As filed with the Securities and Exchange Commission on July 27, 2012
Registration No. 333-_____

UNITED STATES SECURITIES AND EXCHANGE COMMISSION
WASHINGTON, D.C. 20549

FORM S-8
 
REGISTRATION STATEMENT UNDER THE SECURITIES ACT OF 1933
 
RICHARDSON ELECTRONICS, LTD.
(Exact name of registrant as specified in its charter)
 
Delaware
36-2096643
(State or other jurisdiction of incorporation or organization)
(I.R.S. Employer Identification No.)

40W267 Keslinger Road,
P. O. Box 393
LaFox. Illinois 60147-0393
(630) 208-2200
(Address of Principal Executive Offices, Including Zip Code)
 
Richardson Electronics, Ltd.
2011 Long-Term Incentive Plan
 (Full title of the plan)
 
Edward J. Richardson
Chairman, Chief Executive Officer and President
RICHARDSON ELECTRONICS, LTD
40W267 Keslinger Road,
P. O. Box 393
LaFox, Illinois 60147-0393
(630) 208-2200
(Name and address, including zip code, and telephone number,
including area code, of agent for service)

 
Indicate by check mark whether the registrant is a large accelerated filer, an accelerated filer, a non-accelerated filer, or a smaller reporting company. See the definitions of “large accelerated filer,” “accelerated filer” and “smaller reporting company” in Rule 12b-2 of the Securities Exchange Act of 1934, as amended (the “Exchange Act”).
 
Large accelerated filer o
Accelerated filer þ
Non- accelerated filer o
Smaller reporting company o
 
CALCULATION OF REGISTRATION FEE
 
Title of Securities to be Registered
 
Amount to be
Registered (1)
 
Proposed
Maximum
Offering Price
Per Share (2)
 
Proposed
Maximum
Aggregate
Offering Price (2)
 
Amount of
Registration Fee
 
Common Stock, $0.05 par value
 
 
750,000 shares
   
$12.235
   
$9,176,250
   
$1,051.60
 
 
(1) 
Pursuant to Rule 416(a) under the Securities Act of 1933, as amended (the “Securities Act”), there are also being registered such additional Common Stock as may become issuable pursuant to the adjustment provisions of the Plan.
(2) 
Estimated solely for the purpose of calculating the registration fee pursuant to Rule 457(c) and (h) under the Securities Act of 1933 and based upon the average of the high and low prices of the Company’s Common Stock as reported by the NASDAQ Global Select Market on July 25, 2012.

 
 

 

PART I
INFORMATION REQUIRED IN THE SECTION 10(a) PROSPECTUS

As permitted by the rules of the SEC, this Registration Statement omits the information specified in Part I of Form S-8.  The documents containing the information specified in Part I of this Registration Statement will be sent or given to eligible employees as specified by Rule 428(b) promulgated under the Securities Act.  Such documents are not being filed with the SEC either as part of this Registration Statement or as prospectuses or prospectus supplements pursuant to Rule 424 promulgated under the Securities Act.

PART II
INFORMATION REQUIRED IN THE REGISTRATION STATEMENT

Item 3.  Incorporation of Documents by Reference

The following documents filed by Richardson Electronics, Ltd. (the “Company”) with the SEC are incorporated in this Registration Statement by reference:

 
1.
The Company’s Annual Report on Form 10-K for the fiscal year ended June 2, 2012.

 
2.
The description of the Company’s Common Stock contained in its Registration Statement on Form 8-A under the Securities Exchange Act of 1934, as amended (the “Exchange Act”), filed with the SEC on October 18, 1984, as amended by the description contained in the Company’s Current Report on Form 8-K filed with the SEC on May 27, 2004.

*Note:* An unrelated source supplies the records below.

PR #7, opened 2016-02-23
Added functions to send rich display content to client

lbustelo:
This PR adds a couple of functions to the `kernel` object to enable sending rich content to the client. For now it is supporting HTML and Javascript, but also has a generic method to send content of any mime-type that the client can handle.

### DIFF
--- a/.gitignore
+++ b/.gitignore
@@ -21,3 +21,5 @@ dist/
 .example-image
 .ensime
 .ensime_cache/
+
+Untitled*.ipynb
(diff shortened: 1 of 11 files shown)


lbustelo:
fixes https://issues.apache.org/jira/browse/TOREE-258

lbustelo:
Still need to add tests.

@chipsenkbeil Can you take a quick look? Most importantly, I had to add support to save off `_lastKernelMessage` in the Comm messages.

lbustelo:
Tests are in. removing the WIP status

chipsenkbeil:
@lbustelo looked it over and everything checks out to me.

lbustelo:
@chipsenkbeil so no issues with storing the comm request as parents?

chipsenkbeil:
@lbustelo, I don't think so. We just use that to allow you to keep track of a specific parent header when creating streaming messages. That's kept in a closure with the stream once started, so I don't think a comm message will hurt it. If you want to be safe, create another global that holds on to the last comm kernel message instead of execution request kernel message.

lbustelo:
Ok.. merged

PR #8, opened 2016-02-24
Added initial plugin implementation

chipsenkbeil:
Adds a plugin module (unit and integration tests added). @lbustelo @Lull3rSkat3r we should talk about what to do with this.


chipsenkbeil:
Adding one last feature I think is useful (specifying a "suggested" priority for plugins) and refactoring what is returned from firing events (a map of plugin/method to result instead of just a sequence of results).

chipsenkbeil:
@lbustelo I would say that this is the more important of the two PRs to merge first. It will be much faster to rebase the Coursier than this one.

lbustelo:
All looks good. merged

PR #9, opened 2016-02-24
Updated to use coursier for dependency resolution/downloading

chipsenkbeil:
Switches dependency resolution/downloading from sbt's default to coursier (what we use for %AddDeps). Much faster, can run in parallel, can work offline using cache (sbt fails often if not online), more easily sandbox dependencies between projects, no global locks (waiting on ~/.ivy2/.sbt.ivy.lock), blah blah blah.

### DIFF
--- a/.travis.yml
+++ b/.travis.yml
@@ -1,7 +1,10 @@
 language: scala
 scala:
     - "2.10.4"
-
+env:
+    global:
+        - COURSIER_NO_TERM=1
+        - TOREE_RESOLUTION_VERBOSITY=0
 jdk:
     - oraclejdk7
     - openjdk7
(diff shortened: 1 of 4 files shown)


chipsenkbeil:
Will come back to this one later.

chipsenkbeil:
Tested via `make jupyter`, `make dist` and using Travis to run "bare bones."

lbustelo:
taking a look at this now

chipsenkbeil:
Added `TOREE_RESOLUTION_VERBOSITY` so we can reduce how much resolution/downloading stuff is logged. Should be much cleaner output for Travis (kept standard logging for normal builds, Travis uses 0, which is minimal logging).

Squashed and rebased.

lbustelo:
It does behave faster. It is great when using `%AddDeps` in the notebook. merged!

chipsenkbeil:
Closes https://issues.apache.org/jira/browse/TOREE-270

PR #10, opened 2016-02-24
[WIP] Add scala 2.11.7 support

chipsenkbeil:
Work in progress.

Got Toree client/kernel to compile under 2.11.7, not including tests.
Compiling via `sbt ++2.11.7 compile`.
Will update makefile once 2.11.7 fully works.

Some notes:

1. Changes in REPL class server (no longer used, now using RpcEnv, same HTTP server as SparkContext?)
    - https://github.com/apache/spark/commit/4a46b8859d3314b5b45a67cdc5c81fecb6e9e78c
    - This is for Spark 2.0, not 1.6+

All documents subsequently filed with the SEC by the Company pursuant to Sections 13(a), 13(c), 14 and 15(d) of the Exchange Act, prior to the filing of a post-effective amendment which indicates that all securities offered herein have been sold or which deregisters all securities then remaining unsold, shall be deemed to be incorporated by reference in this Registration Statement and to be a part hereof from the date of filing of such documents, except that the portion of any Current Report on Form 8-K furnished pursuant to Item 2.02 or Item 7.01 thereof shall not be incorporated by reference herein. Any statement contained in a document incorporated or deemed to be incorporated by reference herein shall be deemed to be modified or superseded for purposes of this registration statement to the extent that a statement contained herein or in any subsequently filed document which also is deemed to be incorporated by reference herein modifies or supersedes such statement. Any such statement so modified or superseded shall not be deemed, except as so modified or superseded, to constitute a part of this registration statement.

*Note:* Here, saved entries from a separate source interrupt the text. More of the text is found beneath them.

PR #11, opened 2016-03-02
[TOREE 256]: Add installation of all interpreters via pip.

Lull3rSkat3r:
Enables all interpreters to be installed by default. Users can specify the interpreters they want by providing a comma seperated list:

```
toree install --interpreters=PySpark,SQL
```

### DIFF
--- a/Makefile
+++ b/Makefile
@@ -74,7 +74,7 @@ clean: clean-dist
 	$(call RUN,$(ENV_OPTS) sbt clean)
 	rm -r `find . -name target -type d`
 
-.example-image: EXTRA_CMD?=pip install jupyter_declarativewidgets==0.4.0; jupyter declarativewidgets install --user; jupyter declarativewidgets activate; pip install jupyter_dashboards; jupyter dashboards install --user; jupyter dashboards activate; apt-get update; apt-get install --yes curl; curl --silent --location https://deb.nodesource.com/setup_0.12 | sudo bash -; apt-get install --yes nodejs; npm install -g bower;
+.example-image: EXTRA_CMD?=printf "deb http://cran.rstudio.com/bin/linux/debian jessie-cran3/" >> /etc/apt/sources.list; apt-key adv --keyserver keys.gnupg.net --recv-key 381BA480; apt-get update; pip install jupyter_declarativewidgets==0.4.0; jupyter declarativewidgets install --user; jupyter declarativewidgets activate; pip install jupyter_dashboards; jupyter dashboards install --user; jupyter dashboards activate; apt-get update; apt-get install --yes curl; curl --silent --location https://deb.nodesource.com/setup_0.12 | sudo bash -; apt-get install --yes nodejs r-base r-base-dev; npm install -g bower;
 .example-image:
 	@-docker rm -f examples_image
 	@docker run -it --user root --name examples_image \
@@ -145,6 +145,14 @@ release: pip-release bin-release
 		python setup.py register -r $(PYPI_REPO) && \
 		twine upload -r pypi toree-$(VERSION).tar.gz'
 
+define JUPYTER_COMMAND
+pip install toree-$(VERSION).tar.gz
+jupyter toree install --interpreters=PySpark,SQL,Scala,SparkR
+cd /srv/toree/etc/examples/notebooks
+jupyter notebook --ip=* --no-browser
+endef
+
+export JUPYTER_COMMAND
 jupyter: DOCKER_WORKDIR=/srv/toree/dist
 jupyter: .example-image pip-release
-	@$(DOCKER) -p 8888:8888 --user=root  $(EXAMPLE_IMAGE) bash -c	'pip install toree-$(VERSION).tar.gz && jupyter toree install && cd /srv/toree/etc/examples/notebooks && jupyter notebook --ip=* --no-browser'
+	@$(DOCKER) -p 8888:8888  --user=root  $(EXAMPLE_IMAGE) bash -c "$$JUPYTER_COMMAND"
--- a/etc/bin/run.sh
+++ b/etc/bin/run.sh
@@ -16,7 +16,6 @@
 # See the License for the specific language governing permissions and
 # limitations under the License
 #
-                                           ``
 PROG_HOME="$(cd "`dirname "$0"`"/..; pwd)"
 
 if [ -z "$SPARK_HOME" ]; then
@@ -31,7 +30,12 @@ KERNEL_ASSEMBLY=`(cd ${PROG_HOME}/lib; ls -1 toree-kernel-assembly-*.jar;)`
 # disable randomized hash for string in Python 3.3+
 export PYTHONHASHSEED=0
 TOREE_ASSEMBLY=${PROG_HOME}/lib/${KERNEL_ASSEMBLY}
-exec "$SPARK_HOME"/bin/spark-submit \
-  ${SPARK_OPTS} \
-  --driver-class-path ${TOREE_ASSEMBLY} \
-  --class org.apache.toree.Main ${TOREE_ASSEMBLY} "$@"
+# The SPARK_OPTS values during installation are stored in __TOREE_SPARK_OPTS__. This allows values to be specified during
+# install, but also during runtime. The runtime options take precedence over the install options.
+if [ "${SPARK_OPTS}" = "" ]
+then
+   SPARK_OPTS=${__TOREE_SPARK_OPTS__}
+fi
+
+SPARK_OPTS="--driver-class-path=\"${TOREE_ASSEMBLY}\" ${SPARK_OPTS}"
+eval exec "${SPARK_HOME}/bin/spark-submit" "${SPARK_OPTS}" --class org.apache.toree.Main "${TOREE_ASSEMBLY}" "$@"
--- a/etc/pip_install/toree/toreeapp.py
+++ b/etc/pip_install/toree/toreeapp.py
@@ -18,38 +18,25 @@
 import os.path
 import sys
 import json
-from traitlets import Unicode, Dict
+import shutil
+from traitlets import Unicode, Dict, Set
 from jupyter_client.kernelspecapp  import InstallKernelSpec
 from jupyter_core.application import base_aliases
 from traitlets.config.application import Application
 from toree._version import __version__, __commit__
+from jupyter_client.kernelspec import KernelSpec
 
-KERNEL_SPEC= {
-    'display_name': '',
-    'language_info': { 'name': 'scala' },
-    'argv': [
-        '',
-        '--profile',
-        '{connection_file}'
-    ],
-    'codemirror_mode': 'scala',
-    'env': {
-        'SPARK_OPTS': '',
-        'MAX_INTERPRETER_THREADS': '16',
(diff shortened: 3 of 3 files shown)


chipsenkbeil:
@Lull3rSkat3r, is this good to go? Do you want me to look over it and merge if ready? Or is there still something to be done?

Lull3rSkat3r:
I needed to rebase which I just did. Also, @lbustelo had some input, so wait for him.

Makefile
```diff
@@ -139,4 +139,4 @@ release: pip-release bin-release
 
 jupyter: DOCKER_WORKDIR=/srv/toree/dist
 jupyter: .example-image pip-release
-	@$(DOCKER) -p 8888:8888 --user=root  $(EXAMPLE_IMAGE) bash -c	'pip install toree-$(VERSION).tar.gz && jupyter toree install && cd /srv/toree/etc/examples/notebooks && jupyter notebook --ip=* --no-browser'
+	@$(DOCKER) -p 8888:8888 -p 5005:5005 --user=root  $(EXAMPLE_IMAGE) bash -c	'pip install toree-$(VERSION).tar.gz && jupyter toree install --interpreters=PySpark,SQL,Scala,SparkR && cd /srv/toree/etc/examples/notebooks && jupyter notebook --ip=* --no-browser'
```
lbustelo: Is port 5005 there to enable debug?

etc/bin/run.sh
```diff
@@ -30,7 +30,10 @@ KERNEL_ASSEMBLY=`(cd ${PROG_HOME}/lib; ls -1 toree-kernel-assembly-*.jar;)`
 
 # disable randomized hash for string in Python 3.3+
 export PYTHONHASHSEED=0
+# The SPARK_OPTS values during installation are stored in TOREE_SPARK_OPTS. This allows values to be specified during
+# install, but also during runtime.
+export SPARK_OPTS="${TOREE_SPARK_OPTS} ${SPARK_OPTS}"
```
lbustelo: I did not mean to do this pattern here, but rather in the kernel spec file.

etc/pip_install/toree/toreeapp.py
```diff
@@ -18,38 +18,25 @@
...
-    'display_name': '',
-    'language_info': { 'name': 'scala' },
-    'argv': [
-        '',
-        '--profile',
-        '{connection_file}'
-    ],
-    'codemirror_mode': 'scala',
-    'env': {
-        'SPARK_OPTS': '',
```
lbustelo: I was wondering if in this file we could do
```
'SPARK_OPTS': ''<what we get through the install script>:${SPARK_OPTS}"
```

That way users can add or replace settings through the env variable.

Makefile
Lull3rSkat3r: Yes.

etc/pip_install/toree/toreeapp.py
Lull3rSkat3r: See my comment above.

etc/bin/run.sh
Lull3rSkat3r: Putting things in the kernel spec, as you state below, does not work. When the env vars from the kernel spec are exported, the substitution does not happen and `SPARK_OPTS` would be literally `<command line args during install> ${SPARK_OPTS}`. I tried different approaches, in `run.sh`, with evaluating `SPARK_OPTS` to expand the variable, but at that point the variable is set and there would be no expansion to what the user exports. This ultimately coming down to how Jupyter is spawning the kernels. We would need to make a change there to evaluate and expand the variables.

lbustelo: Nah! Just wanted to make sure you gave that a try. So the only comment really for me is to somehow make the env var `TOREE_SPARK_OPTS` seem more like an internal thing. Not sure if adding `__` in front or something similar. I don't want to document this variable and it's only supported use is to exchange settings between `jupyter toree install` and `run.sh`. 

Thoughts?

Lull3rSkat3r: Sure, we can obfuscate it. Will update and push my changes.

Lull3rSkat3r:
@lbustelo, push is changed and all good to go.

etc/bin/run.sh
```diff
@@ -30,7 +30,10 @@ KERNEL_ASSEMBLY=`(cd ${PROG_HOME}/lib; ls -1 toree-kernel-assembly-*.jar;)`
 
 # disable randomized hash for string in Python 3.3+
 export PYTHONHASHSEED=0
+# The SPARK_OPTS values during installation are stored in TOREE_SPARK_OPTS. This allows values to be specified during
+# install, but also during runtime.
+export SPARK_OPTS="${__TOREE_SPARK_OPTS__} ${SPARK_OPTS}"
```
lbustelo: Don't you need to separate with':'?

etc/bin/run.sh
```diff
@@ -30,7 +30,10 @@ KERNEL_ASSEMBLY=`(cd ${PROG_HOME}/lib; ls -1 toree-kernel-assembly-*.jar;)`
...
 
 exec "$SPARK_HOME"/bin/spark-submit \
   ${SPARK_OPTS} \
```
lbustelo: Run some tests with setting --driver-java-options with multiple Java options. I was having problems setting that on SPARK_OPTS and the run.sh failing. I think we need to wrap it with quoted or some other bash-fu to get it to work. 

In my tests I was setting log4j levels and passing debug options.

etc/bin/run.sh
Lull3rSkat3r: No, that would be needed for setting PATH, but not command line args. I am assuming these will expand into actual command line args.

lbustelo: Doh! Sorry about that. Don't know what I was thinking about.

etc/bin/run.sh
Lull3rSkat3r: Yeah, so it looks like you are supposed to pass all the options in one flag, which we were not doing. However, the args are not in the right format and need some kind of coercing to pass them along. If I explicitly put the options in which are being passed, everything works as expected. 
Found [this](https://mail-archives.apache.org/mod_mbox/spark-dev/201404.mbox/%3CCABPQxsvpRzXyYbcjnPuvshO16V0pykdpjgs=NOdfT-FMd9Uwmw@mail.gmail.com%3E) mailing list discussion about spark submit and this problem. 
Not working yet, but it is  a step in the right direction.

Lull3rSkat3r:
I made some slight changes in how the `SPARK_OPTS` are merged. Instead of combining the values of `__TOREE_SPARK_OPTS__` and `SPARK_OPTS` they will be used in order of precedence. `SPARK_OPTS` will be used before `__TOREE_SPARK_OPTS__`. I did this to simplify how people will have to reason about ordering of their arguments, and to simplify `run.sh` :wink:.

I tested the following enumerations and I have recorded the behvior, which IMO is correct:

* This just starts the kernel with no extra arguments to spark
```bash
# Define no spark opts
jupyter toree install --interpreters=PySpark,SQL,Scala,SparkR
jupyter notebook --ip=* --no-browser'
```

* This starts the kernel and waits for a debugger to connect
```bash
# Define install spark_opts
jupyter toree install --spark_opts="--driver-java-options=-Dlog4j.logLevel=trace -agentlib:jdwp=transport=dt_socket,server=y,suspend=y,address=5005" --interpreters=PySpark,SQL,Scala,SparkR
jupyter notebook --ip=* --no-browser'
```


* This starts the kernel and I only see warning logs
```bash
# Define install spark_opts and SPARK_OPTS
jupyter toree install --spark_opts="--driver-java-options=-Dlog4j.logLevel=trace -agentlib:jdwp=transport=dt_socket,server=y,suspend=y,address=5005" --interpreters=PySpark,SQL,Scala,SparkR 
SPARK_OPTS="--driver-java-options=-Dlog4j.logLevel=warn" jupyter notebook --ip=* --no-browser'
```

* This starts the kernel and I only see warning logs
```bash
# Define only SPARK_OPTS
jupyter toree install --interpreters=PySpark,SQL,Scala,SparkR 
SPARK_OPTS="--driver-java-options=-Dlog4j.logLevel=warn" jupyter notebook --ip=* --no-browser'
```

There is a slight hack I had to do. For the case where there are no options passed I was receving an error. This was caused by an empty string being interpreted as the class file to load. I fixed this by adding in the `--driver-class-path` option @chipsenkbeil and I are adding for the magics work. I am open for a better solution, but am lacking the bash-fu to get there. 

Any feedback @lbustelo @chipsenkbeil ?

chipsenkbeil:
Spoke with you in person. Hack sounds fine since we'll always have that option of `--driver-class-path` in place.

lbustelo:
There may be a missed testcase which better resembles my docker run

```
# Define a multi JVM property --driver-java-options through the SPARK_OPTS env var
jupyter toree install --spark_opts="--driver-java-options=-Dlog4j.logLevel=warn" --interpreters=PySpark,SQL,Scala,SparkR 
SPARK_OPTS="--driver-java-options=-Dlog4j.logLevel=trace -agentlib:jdwp=transport=dt_socket,server=y,suspend=y,address=5005" jupyter notebook --ip=* --no-browser'
```

Lull3rSkat3r:
Ok, last change should cover your use case, @lbustelo. You will need to specify the parameter like this for a command line arg:
```
--spark_opts='--driver-java-options="-Dlog4j.logLevel=trace -agentlib:jdwp=transport=dt_socket,server=y,suspend=y,address=5005"'
```

Or like this for an environment variable:

```
SPARK_OPTS='--driver-java-options="-Dlog4j.logLevel=trace -agentlib:jdwp=transport=dt_socket,server=y,suspend=y,address=5005"'
```

Lull3rSkat3r:
Branch is rebased and should is good to merge once someone reviews it.

lbustelo:
I'm reviewing

lbustelo:
I tested passing the multiple `--driver-java-options` as explained above. I used docker `-e` and it worked.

Item 4. Description of Securities.

The securities to be offered are registered under Section 12 of the Exchange Act.

Item 5. Interests of Named Experts and Counsel

Not applicable.

Item 6.                      Indemnification of Directors and Officers

The Delaware General Corporation Law permits the indemnification by a Delaware corporation of its directors, officers, employees, and other agents against expenses (including attorneys’ fees), judgments, fines, and amounts paid in settlement in connection with specified actions, suits or proceedings, whether civil, criminal, administrative or investigative (other than derivative actions which are by or in the right of the corporation) if they acted in good faith and in a manner they reasonably believed to be in or not opposed to the best interests of the corporation, and, with respect to any criminal action or proceeding, had no reasonable cause to believe their conduct was unlawful. A similar standard of care is applicable in the case of derivative actions, except that indemnification only extends to expenses (including attorneys’ fees) incurred in connection with defense or settlement of such an action and requires court approval before there can be any indemnification where the person seeking indemnification has been found liable to the corporation.
 
 
 

 

Section 145 of the Delaware General Corporation Law also provides that the rights conferred thereby are not exclusive of any other right to which any person may be entitled under any by-law, agreement, vote of stockholders or disinterested directors or otherwise, and permits a corporation to advance expenses to or on behalf of a person entitled to be indemnified upon receipt of an undertaking to repay the amounts advanced if it is determined that the person is not entitled to be indemnified.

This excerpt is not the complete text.